** About this exercise **
The number of lines holding "makes" is all you should give; count them in the records below.

(Source records)
=== Begin Enclosure ===
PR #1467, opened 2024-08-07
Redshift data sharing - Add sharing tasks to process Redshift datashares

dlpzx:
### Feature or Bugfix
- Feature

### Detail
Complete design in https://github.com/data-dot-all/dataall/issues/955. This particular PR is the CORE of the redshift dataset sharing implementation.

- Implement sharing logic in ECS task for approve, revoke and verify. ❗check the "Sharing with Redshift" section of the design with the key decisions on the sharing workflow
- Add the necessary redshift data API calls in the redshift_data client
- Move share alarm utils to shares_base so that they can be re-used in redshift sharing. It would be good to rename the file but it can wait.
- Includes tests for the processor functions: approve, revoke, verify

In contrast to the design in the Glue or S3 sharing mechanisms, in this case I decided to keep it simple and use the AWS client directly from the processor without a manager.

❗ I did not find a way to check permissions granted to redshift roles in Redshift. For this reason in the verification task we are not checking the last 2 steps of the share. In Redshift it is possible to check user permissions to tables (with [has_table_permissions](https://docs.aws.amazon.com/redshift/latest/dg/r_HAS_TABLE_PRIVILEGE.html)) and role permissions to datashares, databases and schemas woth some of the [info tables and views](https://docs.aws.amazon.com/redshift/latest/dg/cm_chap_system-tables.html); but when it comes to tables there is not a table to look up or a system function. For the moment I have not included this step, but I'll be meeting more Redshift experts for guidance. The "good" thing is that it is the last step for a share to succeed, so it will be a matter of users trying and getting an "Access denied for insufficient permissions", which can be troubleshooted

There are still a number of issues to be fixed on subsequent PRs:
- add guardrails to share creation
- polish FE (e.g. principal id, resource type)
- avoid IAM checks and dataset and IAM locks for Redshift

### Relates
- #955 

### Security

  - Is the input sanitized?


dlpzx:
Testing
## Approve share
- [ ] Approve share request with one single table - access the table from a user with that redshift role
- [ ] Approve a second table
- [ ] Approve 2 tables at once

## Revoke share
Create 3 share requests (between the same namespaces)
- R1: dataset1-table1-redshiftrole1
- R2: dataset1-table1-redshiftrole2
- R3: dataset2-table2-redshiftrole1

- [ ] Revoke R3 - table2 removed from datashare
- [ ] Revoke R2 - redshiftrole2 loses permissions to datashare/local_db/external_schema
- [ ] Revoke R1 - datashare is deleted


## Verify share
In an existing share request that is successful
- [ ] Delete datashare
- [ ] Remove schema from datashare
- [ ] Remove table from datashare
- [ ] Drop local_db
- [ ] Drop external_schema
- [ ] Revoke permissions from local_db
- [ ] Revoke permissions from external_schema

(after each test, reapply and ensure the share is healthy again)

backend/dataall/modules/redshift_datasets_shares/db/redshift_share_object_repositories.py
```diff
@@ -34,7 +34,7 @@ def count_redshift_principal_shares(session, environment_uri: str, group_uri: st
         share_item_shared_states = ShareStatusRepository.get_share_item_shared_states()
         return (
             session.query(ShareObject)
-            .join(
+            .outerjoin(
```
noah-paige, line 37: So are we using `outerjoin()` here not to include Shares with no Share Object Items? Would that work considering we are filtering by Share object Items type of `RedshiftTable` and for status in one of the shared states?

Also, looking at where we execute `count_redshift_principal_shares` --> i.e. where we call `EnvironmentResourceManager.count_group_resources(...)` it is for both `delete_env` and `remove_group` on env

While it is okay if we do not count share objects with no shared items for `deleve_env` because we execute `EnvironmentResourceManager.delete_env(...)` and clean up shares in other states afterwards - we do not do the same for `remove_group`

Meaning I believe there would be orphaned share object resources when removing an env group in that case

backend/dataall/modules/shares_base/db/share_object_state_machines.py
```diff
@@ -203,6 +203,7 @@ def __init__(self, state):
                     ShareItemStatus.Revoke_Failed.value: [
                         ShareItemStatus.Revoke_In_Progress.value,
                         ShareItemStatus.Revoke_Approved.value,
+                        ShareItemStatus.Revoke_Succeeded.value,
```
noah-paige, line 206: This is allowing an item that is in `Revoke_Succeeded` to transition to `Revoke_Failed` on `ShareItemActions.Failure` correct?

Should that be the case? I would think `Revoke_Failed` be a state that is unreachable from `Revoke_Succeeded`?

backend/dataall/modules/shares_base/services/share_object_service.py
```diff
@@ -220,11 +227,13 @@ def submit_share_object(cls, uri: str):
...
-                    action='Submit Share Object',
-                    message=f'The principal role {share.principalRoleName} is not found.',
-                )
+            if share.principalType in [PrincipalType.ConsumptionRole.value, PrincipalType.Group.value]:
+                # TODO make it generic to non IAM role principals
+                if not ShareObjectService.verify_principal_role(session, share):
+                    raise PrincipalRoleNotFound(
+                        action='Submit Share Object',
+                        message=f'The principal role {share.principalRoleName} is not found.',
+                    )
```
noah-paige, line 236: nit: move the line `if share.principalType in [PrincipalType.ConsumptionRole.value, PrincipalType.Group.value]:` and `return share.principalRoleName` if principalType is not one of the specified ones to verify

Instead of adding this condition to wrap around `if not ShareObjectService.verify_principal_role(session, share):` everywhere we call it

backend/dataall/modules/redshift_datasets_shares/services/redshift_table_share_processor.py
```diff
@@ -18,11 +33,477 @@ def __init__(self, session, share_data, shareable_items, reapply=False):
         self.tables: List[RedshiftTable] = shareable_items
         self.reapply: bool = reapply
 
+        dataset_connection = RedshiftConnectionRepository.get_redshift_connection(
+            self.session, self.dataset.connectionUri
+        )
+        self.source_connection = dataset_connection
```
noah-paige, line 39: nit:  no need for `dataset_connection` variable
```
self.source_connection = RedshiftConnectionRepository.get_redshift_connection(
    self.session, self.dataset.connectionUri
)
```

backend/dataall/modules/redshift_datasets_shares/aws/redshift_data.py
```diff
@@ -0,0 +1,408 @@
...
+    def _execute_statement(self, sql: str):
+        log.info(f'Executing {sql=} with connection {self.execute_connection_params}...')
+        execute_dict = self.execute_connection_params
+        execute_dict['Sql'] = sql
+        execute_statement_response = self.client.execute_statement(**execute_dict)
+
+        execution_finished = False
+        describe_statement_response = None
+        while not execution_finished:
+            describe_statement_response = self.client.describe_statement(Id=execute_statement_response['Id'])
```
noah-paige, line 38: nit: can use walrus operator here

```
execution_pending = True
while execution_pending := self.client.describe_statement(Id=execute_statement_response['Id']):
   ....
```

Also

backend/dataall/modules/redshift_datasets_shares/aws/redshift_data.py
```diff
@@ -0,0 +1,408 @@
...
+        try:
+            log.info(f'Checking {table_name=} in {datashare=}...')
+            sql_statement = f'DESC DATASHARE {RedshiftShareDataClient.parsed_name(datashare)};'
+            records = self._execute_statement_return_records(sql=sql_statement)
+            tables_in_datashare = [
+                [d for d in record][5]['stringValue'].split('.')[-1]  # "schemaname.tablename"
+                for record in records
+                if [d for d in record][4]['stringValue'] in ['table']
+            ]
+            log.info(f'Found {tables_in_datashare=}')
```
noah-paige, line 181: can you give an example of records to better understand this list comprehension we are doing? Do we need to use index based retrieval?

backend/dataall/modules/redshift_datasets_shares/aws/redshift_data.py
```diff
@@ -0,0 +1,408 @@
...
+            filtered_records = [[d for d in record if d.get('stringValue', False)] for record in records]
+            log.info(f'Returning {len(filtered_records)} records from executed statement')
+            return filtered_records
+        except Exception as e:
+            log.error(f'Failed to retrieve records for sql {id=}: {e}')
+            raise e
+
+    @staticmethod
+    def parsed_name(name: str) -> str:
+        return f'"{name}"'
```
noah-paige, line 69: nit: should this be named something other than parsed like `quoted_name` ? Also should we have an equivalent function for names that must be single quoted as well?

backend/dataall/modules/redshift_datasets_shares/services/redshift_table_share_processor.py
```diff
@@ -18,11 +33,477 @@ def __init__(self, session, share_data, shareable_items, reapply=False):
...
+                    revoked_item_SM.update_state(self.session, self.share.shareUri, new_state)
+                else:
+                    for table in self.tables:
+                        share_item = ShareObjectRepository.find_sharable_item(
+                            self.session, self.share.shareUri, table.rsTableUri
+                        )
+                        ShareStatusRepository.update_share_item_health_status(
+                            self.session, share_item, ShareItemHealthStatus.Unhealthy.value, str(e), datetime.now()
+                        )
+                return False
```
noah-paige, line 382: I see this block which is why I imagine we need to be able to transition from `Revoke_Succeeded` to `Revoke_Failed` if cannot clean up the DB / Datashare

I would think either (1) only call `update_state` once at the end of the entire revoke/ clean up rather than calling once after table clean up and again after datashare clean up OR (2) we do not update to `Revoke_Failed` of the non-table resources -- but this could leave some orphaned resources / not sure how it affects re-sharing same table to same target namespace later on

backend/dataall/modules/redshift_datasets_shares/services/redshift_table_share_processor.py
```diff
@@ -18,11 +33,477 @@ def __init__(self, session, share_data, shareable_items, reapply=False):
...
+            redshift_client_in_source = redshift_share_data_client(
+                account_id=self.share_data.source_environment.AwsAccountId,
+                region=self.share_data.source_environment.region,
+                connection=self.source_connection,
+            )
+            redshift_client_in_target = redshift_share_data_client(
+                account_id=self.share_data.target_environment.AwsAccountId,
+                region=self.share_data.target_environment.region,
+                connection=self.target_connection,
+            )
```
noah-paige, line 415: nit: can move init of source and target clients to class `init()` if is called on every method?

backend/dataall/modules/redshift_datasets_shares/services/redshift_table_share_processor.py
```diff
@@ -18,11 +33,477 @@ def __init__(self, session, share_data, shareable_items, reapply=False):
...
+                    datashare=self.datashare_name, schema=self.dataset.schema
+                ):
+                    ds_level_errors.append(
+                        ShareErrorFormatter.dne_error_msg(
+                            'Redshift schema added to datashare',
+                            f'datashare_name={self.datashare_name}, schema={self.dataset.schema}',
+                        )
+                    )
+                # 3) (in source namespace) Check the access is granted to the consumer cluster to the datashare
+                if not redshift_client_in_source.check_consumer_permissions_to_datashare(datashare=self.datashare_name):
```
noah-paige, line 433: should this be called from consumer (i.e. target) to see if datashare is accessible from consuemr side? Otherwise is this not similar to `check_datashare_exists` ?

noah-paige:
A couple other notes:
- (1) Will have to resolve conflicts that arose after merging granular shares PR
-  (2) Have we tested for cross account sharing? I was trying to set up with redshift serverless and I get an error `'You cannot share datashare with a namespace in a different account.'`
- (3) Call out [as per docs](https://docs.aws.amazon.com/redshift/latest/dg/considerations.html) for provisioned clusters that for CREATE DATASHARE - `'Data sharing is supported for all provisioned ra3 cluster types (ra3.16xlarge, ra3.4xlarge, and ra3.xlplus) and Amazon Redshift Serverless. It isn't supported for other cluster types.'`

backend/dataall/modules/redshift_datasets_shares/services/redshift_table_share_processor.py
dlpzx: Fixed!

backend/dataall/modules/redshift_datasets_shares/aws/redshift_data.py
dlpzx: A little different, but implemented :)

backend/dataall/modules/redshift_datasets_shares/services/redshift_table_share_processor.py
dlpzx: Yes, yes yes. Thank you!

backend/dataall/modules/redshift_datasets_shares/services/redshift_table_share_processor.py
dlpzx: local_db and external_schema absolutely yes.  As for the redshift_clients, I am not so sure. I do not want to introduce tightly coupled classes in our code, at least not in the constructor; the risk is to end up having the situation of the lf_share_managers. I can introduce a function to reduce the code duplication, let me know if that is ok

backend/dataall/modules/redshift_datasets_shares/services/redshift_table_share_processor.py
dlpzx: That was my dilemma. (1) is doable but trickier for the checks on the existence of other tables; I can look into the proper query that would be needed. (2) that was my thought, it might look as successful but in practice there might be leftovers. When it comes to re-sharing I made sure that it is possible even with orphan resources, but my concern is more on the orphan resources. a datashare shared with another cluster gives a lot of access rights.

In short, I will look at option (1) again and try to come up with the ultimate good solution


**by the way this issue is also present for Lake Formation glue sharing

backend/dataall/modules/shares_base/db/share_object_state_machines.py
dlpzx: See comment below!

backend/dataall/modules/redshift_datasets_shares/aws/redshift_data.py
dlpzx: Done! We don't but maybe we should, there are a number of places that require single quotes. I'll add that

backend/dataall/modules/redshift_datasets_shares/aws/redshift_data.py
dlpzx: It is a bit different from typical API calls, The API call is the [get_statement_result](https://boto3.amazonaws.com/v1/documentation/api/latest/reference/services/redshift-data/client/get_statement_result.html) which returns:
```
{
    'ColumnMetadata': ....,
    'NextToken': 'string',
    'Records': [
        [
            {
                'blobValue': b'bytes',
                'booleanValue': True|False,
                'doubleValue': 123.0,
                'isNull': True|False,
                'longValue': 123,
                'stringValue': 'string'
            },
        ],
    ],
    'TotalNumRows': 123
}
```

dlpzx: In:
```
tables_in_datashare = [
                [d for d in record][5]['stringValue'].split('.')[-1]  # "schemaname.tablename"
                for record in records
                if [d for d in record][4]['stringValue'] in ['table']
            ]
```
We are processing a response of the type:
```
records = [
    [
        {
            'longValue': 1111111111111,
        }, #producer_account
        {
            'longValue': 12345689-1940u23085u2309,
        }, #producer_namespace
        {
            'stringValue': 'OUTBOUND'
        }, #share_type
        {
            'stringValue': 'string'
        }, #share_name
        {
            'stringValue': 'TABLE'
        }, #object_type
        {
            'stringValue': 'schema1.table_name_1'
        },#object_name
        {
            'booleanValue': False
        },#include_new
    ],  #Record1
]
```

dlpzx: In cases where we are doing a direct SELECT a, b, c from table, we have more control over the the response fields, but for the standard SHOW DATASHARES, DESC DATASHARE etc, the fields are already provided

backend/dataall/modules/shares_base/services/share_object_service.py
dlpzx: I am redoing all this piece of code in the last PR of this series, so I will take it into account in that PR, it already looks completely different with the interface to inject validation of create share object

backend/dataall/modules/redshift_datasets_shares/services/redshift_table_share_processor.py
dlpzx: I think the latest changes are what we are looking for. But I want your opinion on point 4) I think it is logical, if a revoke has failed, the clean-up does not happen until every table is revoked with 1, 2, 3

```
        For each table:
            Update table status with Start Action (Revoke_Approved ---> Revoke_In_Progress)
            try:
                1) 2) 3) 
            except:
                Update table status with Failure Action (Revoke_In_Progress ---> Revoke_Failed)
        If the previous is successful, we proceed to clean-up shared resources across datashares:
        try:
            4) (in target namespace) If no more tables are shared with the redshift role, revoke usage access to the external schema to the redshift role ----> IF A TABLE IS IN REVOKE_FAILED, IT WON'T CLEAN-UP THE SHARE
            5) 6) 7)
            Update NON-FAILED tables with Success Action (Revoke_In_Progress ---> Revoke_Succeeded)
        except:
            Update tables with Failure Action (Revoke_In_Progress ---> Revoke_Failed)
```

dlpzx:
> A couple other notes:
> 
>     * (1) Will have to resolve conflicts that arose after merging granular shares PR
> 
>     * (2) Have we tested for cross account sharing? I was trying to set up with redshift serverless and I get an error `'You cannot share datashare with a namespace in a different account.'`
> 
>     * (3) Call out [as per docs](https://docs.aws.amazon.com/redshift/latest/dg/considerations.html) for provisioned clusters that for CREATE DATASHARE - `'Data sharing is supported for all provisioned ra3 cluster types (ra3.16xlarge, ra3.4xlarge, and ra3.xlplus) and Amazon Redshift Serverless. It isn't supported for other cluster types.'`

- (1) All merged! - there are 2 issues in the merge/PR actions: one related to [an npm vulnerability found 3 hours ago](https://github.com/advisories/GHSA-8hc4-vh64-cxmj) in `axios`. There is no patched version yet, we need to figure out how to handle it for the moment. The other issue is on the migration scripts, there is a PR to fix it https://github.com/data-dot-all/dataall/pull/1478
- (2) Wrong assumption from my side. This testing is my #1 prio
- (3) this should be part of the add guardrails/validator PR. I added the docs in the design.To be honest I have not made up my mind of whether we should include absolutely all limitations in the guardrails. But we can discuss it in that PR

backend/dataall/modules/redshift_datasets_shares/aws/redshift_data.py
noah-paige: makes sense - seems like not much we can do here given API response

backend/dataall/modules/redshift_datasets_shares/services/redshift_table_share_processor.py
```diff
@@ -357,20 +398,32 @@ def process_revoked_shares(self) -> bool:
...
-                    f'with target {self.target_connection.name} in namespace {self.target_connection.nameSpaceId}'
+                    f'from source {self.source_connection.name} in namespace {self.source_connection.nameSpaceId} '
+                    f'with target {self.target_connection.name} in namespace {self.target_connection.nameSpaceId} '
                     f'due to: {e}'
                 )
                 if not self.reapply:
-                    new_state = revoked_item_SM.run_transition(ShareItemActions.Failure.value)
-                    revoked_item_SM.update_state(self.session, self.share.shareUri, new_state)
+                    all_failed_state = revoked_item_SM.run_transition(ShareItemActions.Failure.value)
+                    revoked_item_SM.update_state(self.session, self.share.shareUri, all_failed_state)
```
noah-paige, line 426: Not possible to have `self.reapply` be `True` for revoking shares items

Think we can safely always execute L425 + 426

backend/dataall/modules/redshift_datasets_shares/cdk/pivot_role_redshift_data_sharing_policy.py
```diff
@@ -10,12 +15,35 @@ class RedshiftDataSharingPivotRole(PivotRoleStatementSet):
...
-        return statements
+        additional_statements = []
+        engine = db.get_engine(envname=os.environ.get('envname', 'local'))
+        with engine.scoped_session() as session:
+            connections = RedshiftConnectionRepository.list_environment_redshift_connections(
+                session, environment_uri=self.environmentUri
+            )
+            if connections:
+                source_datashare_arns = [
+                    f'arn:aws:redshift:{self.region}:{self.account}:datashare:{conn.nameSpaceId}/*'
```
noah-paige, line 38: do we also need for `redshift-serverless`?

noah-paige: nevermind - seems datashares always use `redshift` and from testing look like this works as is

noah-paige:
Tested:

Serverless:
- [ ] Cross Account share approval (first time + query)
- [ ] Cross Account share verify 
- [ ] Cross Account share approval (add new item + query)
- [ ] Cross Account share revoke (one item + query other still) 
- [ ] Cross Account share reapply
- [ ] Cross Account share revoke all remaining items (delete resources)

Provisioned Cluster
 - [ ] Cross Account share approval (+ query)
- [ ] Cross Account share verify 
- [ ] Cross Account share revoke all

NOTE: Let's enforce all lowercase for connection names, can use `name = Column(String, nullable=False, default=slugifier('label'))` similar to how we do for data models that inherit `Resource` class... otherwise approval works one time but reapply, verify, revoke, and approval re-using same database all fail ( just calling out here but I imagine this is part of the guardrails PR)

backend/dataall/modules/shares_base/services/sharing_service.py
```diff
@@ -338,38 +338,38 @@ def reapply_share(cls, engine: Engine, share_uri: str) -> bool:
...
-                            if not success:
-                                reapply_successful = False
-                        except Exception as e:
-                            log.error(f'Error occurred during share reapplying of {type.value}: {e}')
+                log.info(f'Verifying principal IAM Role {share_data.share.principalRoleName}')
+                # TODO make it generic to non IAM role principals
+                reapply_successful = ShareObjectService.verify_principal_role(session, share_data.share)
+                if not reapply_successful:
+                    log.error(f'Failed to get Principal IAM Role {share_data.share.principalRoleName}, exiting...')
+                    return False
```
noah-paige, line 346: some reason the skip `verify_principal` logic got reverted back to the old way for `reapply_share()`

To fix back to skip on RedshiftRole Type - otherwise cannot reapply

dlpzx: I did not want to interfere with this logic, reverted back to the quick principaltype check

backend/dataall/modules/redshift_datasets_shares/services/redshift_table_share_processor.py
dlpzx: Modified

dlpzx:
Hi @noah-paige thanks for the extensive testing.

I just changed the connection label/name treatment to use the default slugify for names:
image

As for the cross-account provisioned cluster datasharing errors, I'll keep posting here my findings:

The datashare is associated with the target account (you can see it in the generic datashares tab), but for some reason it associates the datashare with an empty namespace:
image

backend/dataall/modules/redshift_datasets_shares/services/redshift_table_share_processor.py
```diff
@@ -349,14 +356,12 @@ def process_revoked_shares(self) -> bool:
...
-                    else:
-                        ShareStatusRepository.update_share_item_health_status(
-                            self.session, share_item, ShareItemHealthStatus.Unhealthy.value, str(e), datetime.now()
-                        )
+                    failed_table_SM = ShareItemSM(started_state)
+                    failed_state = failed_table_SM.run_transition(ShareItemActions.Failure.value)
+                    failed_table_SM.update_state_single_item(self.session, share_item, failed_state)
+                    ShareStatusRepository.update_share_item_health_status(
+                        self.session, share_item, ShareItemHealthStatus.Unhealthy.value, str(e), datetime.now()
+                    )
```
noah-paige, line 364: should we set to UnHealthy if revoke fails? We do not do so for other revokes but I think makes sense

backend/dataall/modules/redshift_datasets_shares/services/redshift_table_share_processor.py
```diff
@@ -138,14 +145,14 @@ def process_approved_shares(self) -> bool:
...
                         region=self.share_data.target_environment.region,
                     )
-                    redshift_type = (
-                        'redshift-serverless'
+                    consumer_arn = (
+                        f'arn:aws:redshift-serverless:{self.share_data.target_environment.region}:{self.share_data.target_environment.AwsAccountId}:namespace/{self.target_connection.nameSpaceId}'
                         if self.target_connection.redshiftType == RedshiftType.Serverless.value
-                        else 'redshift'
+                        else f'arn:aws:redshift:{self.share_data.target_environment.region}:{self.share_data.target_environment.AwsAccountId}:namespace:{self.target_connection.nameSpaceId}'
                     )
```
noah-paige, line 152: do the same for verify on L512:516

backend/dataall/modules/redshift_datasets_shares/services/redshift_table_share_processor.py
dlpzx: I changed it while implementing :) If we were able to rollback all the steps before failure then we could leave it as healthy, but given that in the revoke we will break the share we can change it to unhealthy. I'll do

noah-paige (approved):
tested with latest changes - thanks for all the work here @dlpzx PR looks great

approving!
=== End Enclosure ===
** Solution below **
2